A second confusion is thinking SRIs subsume the integer L-shaped method. They do not replace it. They strengthen it. L-shaped cuts use a single aggregate recourse approximation and cut the first-stage polyhedron. SRIs refine that cut by preserving scenario-level structure, which is why they close more of the optimality gap on large benchmark sets.
Where this shows up in practice
Supply chain (inventory routing under demand uncertainty), utilities (generator dispatch with uncertain renewable output), healthcare (operating room scheduling with uncertain procedure duration), manufacturing (production sequencing with stochastic job processing times). Any problem where a decision must be made now but its outcome depends on information revealed later.
- Schneider + Microsoft at Hannover Schneider Electric and Microsoft embed Azure AI inside EcoStruxure Automation Expert as a multi-agent industrial copilot (orchestrator + specialised agents). Proof point: H2E Power’s green-hydrogen plant has run 6,000+ hours autonomous, cut Levelised Cost of Hydrogen (LCOH) 10%, and projects €500k/year savings per 10 MW of electrolyser capacity; engineering time cut 50%, line-change weeks-to-hours, on the record as a multi-agent optimisation architecture at plant scale.

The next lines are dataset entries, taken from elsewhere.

PR #5032, opened 2023-11-08
test(path): add additional tests to join

rwaskiewicz:

I was questioning some divergent behavior between our `path.join` wrapper and the underlying Node call with respect to trailing slashes. This led to adding additional tests/docs

GitHub Issue Number: N/A

## What is the new behavior?

add additional tests to stencil's wrapped version of `path.join`, adding additional documentation to how the wrapped function works. specifically, add tests to verify the following behavior:
1. how trailing slashes are treated by the function
2. how 1+ string arguments of '/' are handled
3. how relative paths going 'up' one directory level are handled such that only a file is resolved

- [ ] Yes
- [ ] No

## Testing

No functional changes have occurred - only adding unit tests. I did track the execution of the tests in a debugger and walked through `normalizePath` to verify they were hitting the code points that I expected them to.
## Other information

the first case of trailing slashes is documented in JSDoc as well to signify a divergence from `path.join`. this behavior was the impetus for this change - I didn't understand what I was seeing at first when debugging some Stencil 4.x related path related bugs. this commit is spun out from that work.

related to: #5029

### DIFF
--- a/src/utils/path.ts
+++ b/src/utils/path.ts
@@ -210,12 +210,22 @@ export function relative(from: string, to: string): string {
  * normalization logic. This joins all the arguments (path fragments) into a
  * single path.
  *
+ * The calculation of the returned path follows that of Node's logic, with one exception - any trailing slashes will
+ * be removed from the calculated path.
+ *
  * @throws the underlying node function will throw if any argument is not a
  * string
  * @param paths the paths to join together
  * @returns a joined path!
  */
 export function join(...paths: string[]): string {
+  /**
+   * When normalizing, we should _not_ attempt to relativize the path returned by the native Node `join` method. When
+   * calculating the path from each of the string-based parts, Node does not prepend './' to any calculated path.
+   *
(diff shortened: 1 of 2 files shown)


tanner-reits (approved):

src/utils/path.ts
```diff
@@ -210,12 +210,22 @@ export function relative(from: string, to: string): string {
...
  * string
  * @param paths the paths to join together
  * @returns a joined path!
  */
 export function join(...paths: string[]): string {
+  /**
+   * When normalizing, we should _not_ attempt to relativize the path returned by the native Node `join` method. When
+   * calculating the path from each of the string-based parts, Node does not prepend './' to any calculated path.
+   *
+   * Note that our algorithm does differ from that of Node's, as described in this function's JSDoc regarding trailing
```
alicewriteswrongs, line 226:
```suggestion
   * Note that our algorithm does differ from Node's, as described in this function's JSDoc regarding trailing
```

alicewriteswrongs (approved):
looks good! just noticed one typo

- ketteQ PolymatiQ + Bonide Bonide (100+ year process manufacturer, Oriskany NY) adopts ketteQ’s PolymatiQ™ agentic-AI planner running natively on Salesforce. Multi-stage bulk-to-finished-goods plans generated “in seconds instead of days,” with sub-assembly dependencies respected continuously rather than batched. Architectural implication: the optimiser becomes a callable tool inside a continuous planning loop, and mid-market process manufacturers on Customer Relationship Management (CRM) stacks become the near-term adoption edge for agentic optimisation.
- SRI for two-stage VRP Scenario recourse inequalities tighten the dual bound for two-stage routing by letting each scenario choose its optimal recourse independently, then projecting back to first-stage decisions. The approach solves 329 more benchmark instances than the previous integer L-shaped baseline.
- Column-Gen scheduling Lexicographic technician routing with weighted-sum and sequential reformulations delivers high-quality solutions in ~5 minutes on production instances from a major French utility, directly deployable in utilities, telecom, and field service.
- CAPPL-RL deployment Embedding hard constraints into the reinforcement-learning update loop (projection onto the feasible set after every action) cut manual route correction from 23% to under 2% of daily shipments for a live urban freight operator: feasibility by construction, not post-processing.